Après les routes kenyanes ou l’enfer de Sing Sing, Ted Conover, grande figure du journalisme immersif, jette l’ancre au cœur de l’Amérique des laissés-pour-compte.

C’est sa première nuit dans la caravane. Ted l’a acquise pour pas grand-chose, et l’a garée dans un coin perdu du Colorado, la vallée de San Luis.

Il n’y a pas tout le confort, loin de là, mais la tôle du mobil-home le protègera au moins des coyotes affamés, du puma légendaire, des rafales de vent glacé et des fous de la gâchette qui peuplent cette zone immense et délaissée des Etats-Unis. Le voilà qui s’endort. Manque de pot, le chauffage s’éteint.

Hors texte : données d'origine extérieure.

PR #85, opened 2022-10-14
Add support for field processors.

wRAR:
This adds support for an `out=` argument to `@field`, as proposed in https://github.com/zytedata/zyte-common-items/issues/18 (option 3). It only supports a list of callables, though it should be easy to also add support for a single callable. It only supports synchronous processors as async processors don't seem too useful and would change the signature of the field from sync to async which I find problematic.

I'm not sure how idiomatic (wrt both Python and web-poet) is the implementation but it's simple enough to be able to adjust it.

### DIFF
--- a/docs/advanced/fields.rst
+++ b/docs/advanced/fields.rst
@@ -151,6 +151,34 @@ function when accessing the fields:
 Now any field can be converted from sync to async, or the other way around,
 and the code would keep working.
 
+Field processors
+----------------
+
+It's often needed to clean or process field values using reusable functions.
+``@field`` takes an optional ``out`` argument with a list of such functions.
+They will be applied to the field value before returning it:
+
+.. code-block:: python
+
+    from web_poet import ItemPage, HttpResponse, field
+
+    def clean_tabs(s):
+        return s.replace('\t', ' ')
+
+    class MyPage(ItemPage):
+        response: HttpResponse
+
+        @field(out=[clean_tabs, str.strip])
+        def name(self):
+            return self.response.css(".name ::text").get()
+
+Note that while processors can be applied to async fields, they need to be
+normal functions themselves.
+
+It's also possible to implement field cleaning and processing in ``to_item``
+but in that case accessing a field directly will return the value without
+processing, so it's preferable to use field processors instead.
+
 Item classes
 ------------
 
@@ -197,9 +225,6 @@ but item classes are of a great help when
 
 * you need to extract data in the same format from multiple websites, or
 * if you want to define the schema upfront.
-
-Item classes can also be used to hold common attribute
-pre-processing and validation logic.
 
 Error prevention
 ~~~~~~~~~~~~~~~~
@@ -488,27 +513,3 @@ returns a dictionary, where keys are field names, and values are
 
     print(field_names)  # dict_keys(['my_field'])
     print(my_field_meta)  # {'expensive': True}
-
-Field processors
-----------------
-
-It's often needed to clean or process field values using reusable functions.
-``@field`` takes an optional ``out`` argument with a list of such functions.
-They will be applied to the field value before returning it:
-
-.. code-block:: python
-
-    from web_poet import ItemPage, HttpResponse, field
-
-    def clean_tabs(s):
-        return s.replace('\t', ' ')
-
-    class MyPage(ItemPage):
-        response: HttpResponse
-
-        @field(out=[clean_tabs, str.strip])
-        def name(self):
-            return self.response.css(".name ::text").get()
-
-Note that while processors can be applied to async fields, they need to be
-normal functions themselves.
--- a/docs/advanced/fields.rst
+++ b/docs/advanced/fields.rst
@@ -173,7 +173,7 @@ They will be applied to the field value before returning it:
             return self.response.css(".name ::text").get()
 
 Note that while processors can be applied to async fields, they need to be
-normal functions themselves.
+sync functions themselves.
 
 It's also possible to implement field cleaning and processing in ``to_item``
 but in that case accessing a field directly will return the value without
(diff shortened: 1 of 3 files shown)


web_poet/fields.py
```diff
@@ -63,6 +73,28 @@ def __init__(self, method):
                 raise TypeError(
                     f"@field decorator must be used on methods, {method!r} is decorated instead"
                 )
+            if out:
+                orig_method = method
```
wRAR, line 77: This is needed because, as I've just found out, Python closures get the final value of the variable, not the one at the point where the closure is defined, so `method = processed` is applied when the closure is called.

web_poet/fields.py
```diff
@@ -63,6 +73,28 @@ def __init__(self, method):
...
+                else:
+
+                    @wraps(method)
+                    def processed(*args, **kwargs):
+                        result = orig_method(*args, **kwargs)
+                        for processor in out:
+                            result = processor(result)
+                        return result
+
+                method = processed
```
kmike, line 96: A very small cleanup: define a function like this:

```py
def _process(out, result):  # out can be omitted if you defined it in a closure
    for processor in out:
        result = processor(result)
    return result
```

And then the code can be simplified a bit:
```suggestion
                if inspect.iscoroutinefunction(method):

                    @wraps(method)
                    async def processed(*args, **kwargs):
                        return _process(await orig_method(*args, **kwargs))
                        
                else:

                    @wraps(method)
                    def processed(*args, **kwargs):
                        return _process(orig_method(*args, **kwargs))
                        
                method = processed
```

Not sure if it worths it though :)

web_poet/fields.py
```diff
@@ -55,6 +62,9 @@ def field(method=None, *, cached: bool = False, meta: Optional[dict] = None):
     The ``meta`` parameter allows to store arbitrary information for the field,
     e.g. ``@field(meta={"expensive": True})``. This information can be later
     retrieved for all fields using the :func:`get_fields_dict` function.
+
+    The ``out`` parameter is an optional list of field processors, which are
```
kmike, line 66: I wonder if it'd be useful to add `out` to FieldInfo

web_poet/fields.py
wRAR: Yeah, I thought about that too. Well, I think it simplifies the code, I'll implement it.

kmike: You can also move the whole block to a separate function; it'd be similar to cached_method decorator. It looks fine as-is though.

kmike: One more idea: use a single wraps() call (or update_wrapper), don't use a decorator

kmike: e.g. `method = wraps(method)(processed)`

kmike:
The implementation and tests makes sense to me, thanks @wRAR! 

Could you please add docs for this feature? it should be a section in https://github.com/scrapinghub/web-poet/blob/master/docs/advanced/fields.rst

kmike:
There is also a note in the current docs, which says 

> Item classes can also be used to hold common attribute pre-processing and validation logic.

I think we should remove it, and actually explain that having preprocessing logic in items may be problematic. This new docs section would be a good place for it.

web_poet/fields.py
wRAR: done

web_poet/fields.py
wRAR: done

wRAR:
I've added a docs section.

> Item classes can also be used to hold common attribute pre-processing and validation logic.

> I think we should remove it, and actually explain that having preprocessing logic in items may be problematic. This new docs section would be a good place for it.

Why would be it be problematic?

docs/advanced/fields.rst
```diff
@@ -488,3 +488,27 @@ returns a dictionary, where keys are field names, and values are
 
     print(field_names)  # dict_keys(['my_field'])
     print(my_field_meta)  # {'expensive': True}
+
+Field processors
```
kmike, line 492: Let's move this section above the Caching section; it seems important.

kmike:
> Why would it be problematic?

It breaks the following (from the docs):

> The resulting page object becomes more flexible and reusable: if not all data extracted in the to_item() method is needed, user can use properties for individual attributes. It’s more efficient than running to_item() and only using some of the result.

If field processing happens in the item, it means you can't use page_object.field instead of item.field, the result would be wrong (i.e. without cleaning).

docs/advanced/fields.rst
kmike: Or: what do you think about moving it above Items section as well?

kmike: It seems there's a lot of docs about items, sometimes documenting edge cases; field processors look like a straightforward feature which people need to be aware of.

web_poet/fields.py
```diff
@@ -63,6 +76,9 @@ def __init__(self, method):
                 raise TypeError(
                     f"@field decorator must be used on methods, {method!r} is decorated instead"
                 )
+            if out:
+                method = self._processed(method)
```
kmike, line 80: Another nitpick: this looks a bit weird because of closures :) It's a bit surprising that self_processed can use `out` value. I think it can be solved either by passing `out` as an argument, or by moving this `if out:` check to the `self._processed` method.

kmike (approved):
Looks good @wRAR!

docs/advanced/fields.rst
```diff
@@ -151,6 +151,34 @@ function when accessing the fields:
...
+
+    class MyPage(ItemPage):
+        response: HttpResponse
+
+        @field(out=[clean_tabs, str.strip])
+        def name(self):
+            return self.response.css(".name ::text").get()
+
+Note that while processors can be applied to async fields, they need to be
+normal functions themselves.
```
Gallaecio, line 176: We don’t want async functions to feel left out :smiley: 

```suggestion
sync functions themselves.
```

Gallaecio (approved):
Nice!

kmike:
After re-reading https://github.com/zytedata/zyte-common-items/issues/18 I realized that typing could be an issue. But it turns out proper typing is not implemented for `@field` at all. So, we should treat is as a separate issue (https://github.com/scrapinghub/web-poet/issues/87, https://github.com/scrapinghub/web-poet/pull/88).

A l’intérieur, il fait – 20 °C. Peut-être – 30 °C à l’extérieur. Mais le pire est à venir.

Au matin, avec la condensation, il a gelé dans l’habitacle. Impossible de sortir, car la porte est bloquée. Bien sûr, Conover en a vu d’autres.

Il a passé un an à Sing Sing où il s’est fait engager comme gardien pour écrire un livre sur la prison. Il a sillonné les États-Unis avec les hobos modernes à bord de trains de marchandises, rien que pour avoir le dos en compote et pouvoir le raconter.

Il a partagé pendant plusieurs semaines le quotidien des chauffeurs de camions kenyans, et vécu l’enfer des clandestins mexicains qui cherchaient à passer la frontière dans les années 1980.

Un bout de terre pour presque rien.

Qu’est-ce qui pousse les gens à s’installer au fin fond de cette cambrousse américaine ? « Il y a des montagnes des deux côtés de la vallée », raconte Ted Conover lors d’un récent séjour à Paris, « ce qui donne une impression d’enfermement, mais aussi d’espace infini, presque comme si les montagnes berçaient l’espace entre elles. Et ce qui est le plus important, c’est que vous pouvez y acheter un bout de terre pour presque rien. Pourquoi ? Parce que rien n’est facile. Il n’y a pas d’eau, pas d’électricité, pas d’égouts ni de services gouvernementaux. C’est bon marché parce qu’il faut tout faire soi-même ».

Lorsqu’il débarque pour la première fois dans ce territoire qui ressemble à la surface de la Lune, les carcasses de voitures abandonnées en plus, Conover comprend qu’il faut être complètement dingue pour y faire l’emplette d’un bout de terrain.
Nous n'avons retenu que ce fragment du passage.